There were four of us in the tiny exam room - genetic counselor, doctor, and my girls - and the dr did the physical exam there *while* the genetic counselor took their histories from me. So...the dr wasn't even listening to the histories...and my kids and I (even on my Adderall!) were horribly distracted (and stressed over the whole issue anyway). Apparently Lu's lack of "appropriate eye contact" (Can you say distracted? (We've regularly discussed her attention issues and how we agreed to proceed with our ped's and it must be in her records!)...and she's a stressed-out, awkward, middle school kid, to boot) and "flat voice" (um...she's always had a nasal voice and was more congested because of allergies being back in Virginia and always sounds like that when her allergies are flaring, especially when she's tired) led the dr to believe she has Aspergers.

Apparently, Aspergers would explain Lulu's clumsiness...


REALLY?!?!

Gee...that seems like more than a stretch to me - more like a leap!...to say it was undiagnosed Aspergers at 13 (with *nothing* in her medical records to indicate such) instead of say, maybe?, a too mild to diagnose yet connective tissue disorder that both her mom and sister have! 

The real kicker there is, of course, that Mark's worked in the mental health field for nearly 2 decades now and been a licensed mental health professional for nearly 1 decade. His entire career is devoted to working with people who, among other issues, have diagnoses with disorders like Aspergers. While we could possibly be in denial about a diagnosis like that for a little while...certainly not for 13 years! Especially not surrounded by other people in the mental health field all those years!!!

And the last straw...

Finally when, at the end of the appointment, I again expressed concern that all of the bases hadn't been covered because the geneticist had not excluded other connective tissue disorders that might be lurking on my husband's side of the family, her reaction was utterly. ridiculous. She stated something to the extent of (gosh I wish I could remember the exact words!):
...There are 20 some such conditions and she couldn't rule all of them out or look into all of them. 

As our pediatrician last night said:
"Why not?! That's why we sent you there!" 
Yeah...

We'll be seeing someone else for second opinions.
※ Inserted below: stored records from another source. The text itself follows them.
PR #2289, opened 2025-06-23
[simple_system] Add CSR to architecture extensions

ekigwana:
Simple system uses CSR's and thus this is required.

Closes #2288

PR #2326, opened 2025-11-03
Add missing zicsr to -march in example Makefile

Timmmm:
Newer GCC toolchains require you to explicitly enable zicsr otherwise you get errors when trying to compile code with CSR access instructions.


SamuelRiedel:
This is a duplicate of https://github.com/lowRISC/ibex/pull/2289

And my pediatrician will be complaining to the Powers-That-Be once she has the geneticist's report in hand.

And I am seriously considering a complaint to the Board of Medicine, too.

Monday, April 16, 2012

There's A Light At The End Of This Tunnel

Well, I've just been a bit self-absorbed, haven't I?!

To an extent a lot of what I've been going through in my heart and head have been natural and even necessary.  There's been grieving with this Move That Still Hasn't Quite Happened.  Then there's been the whole process of grieving with the diagnosis of a genetic connective tissue disorder plus the realization both of my daughters almost surely have it, not to mention at the very least my mom - but probably quite a few extended family members as well.  And then there was the diagnosis of a dysfunctional autonomic nervous system, and the realization these issues will probably be with me (and my daughters) to some extent for the rest of our lives.

Grief is a roller coaster.  A process.  Definitely not linear.  Often messy.  And, since we still haven't actually moved anywhere and have learned we won't be moving permanently to Maryland...and since the nature of a chronic medical condition is chronic...I'm sure the ride's not completely over, either.

But we're definitely reaching a different place mentally and emotionally.

Moods are brighter here lately.  Most days.

Maybe it's more sunshine.  Maybe it's because Moo's (sometimes debilitating) neck pain is (mostly) relieved.  Maybe it's the medications I'm taking and that they are helping me to begin to renew my physical strength  (a little some days, immensely others).  Maybe it's because we see a light at the end of the tunnel;  We aren't quite sure where we'll be when we get out of the tunnel...but we know we're nearing it at least.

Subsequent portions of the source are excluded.